I was wondering if I got a locked 2500 barton, many people were talking about "fsb overclocking", if this is possible then why would be a barton be locked initailly?

You can still overclock the Barton by the FSB. AMD has just recently decided to put multiplier locks on their chips to stop people from buying a lower priced chip and overclocking it to a higher speed one. Basically they want to make some money.


also in a fsb overclock and a normal overclock for a barton is there a difference performancewise?

Yes and No. Say for example, you get your 2500 up to a 3200 (2.2ghz). 2.2ghz is still 2.2ghz. Granted there's two different ways to go about it. One is to use the stock multiplier (11) and raise the FSB to 200, giving you a 3200 (2.2ghz).
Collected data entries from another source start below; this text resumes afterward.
PR #1504, opened 2026-04-28
fix: Unable to overwrite documents in Knowledge

mpawlow:
### Issue

- #70921

### Summary

- Fixed a bug where overwriting an existing document in Knowledge failed because the query cache invalidation assumed a flat array format but the search results now use a `SearchResult` object structure with a `files` property.

### Frontend

- Updated `queryClient.setQueriesData` callback in `knowledge-dropdown.tsx` to handle the `SearchResult` structure `{ files: [], warnings: [] }` when filtering out the file being overwritten
- Added a fallback path to handle the legacy flat array format for backwards compatibility
- Changed the `oldData` type annotation from `[]` to `any` to accommodate both data shapes

### DIFF
--- a/frontend/components/knowledge-dropdown.tsx
+++ b/frontend/components/knowledge-dropdown.tsx
@@ -393,12 +393,24 @@ export function KnowledgeDropdown() {
 
     if (pendingFile) {
       // Remove the old file from all search query caches before overwriting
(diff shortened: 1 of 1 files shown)


lucaseduoli (approved):
perfect

mfortman11 (approved):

If you were able to lower the multiplier to 10, then go for 10x220 (2.2ghz), this type of overclock would be faster then the former one because of the faster bus speed. Not all applications would benefit from the faster bus speed though. Games and multimedia benefit from a faster bus speed, while programs such as distributed computing benefit more from clock speed.
 
Thanks for the quick reply.

Just asking though; since I'm still a bit lost.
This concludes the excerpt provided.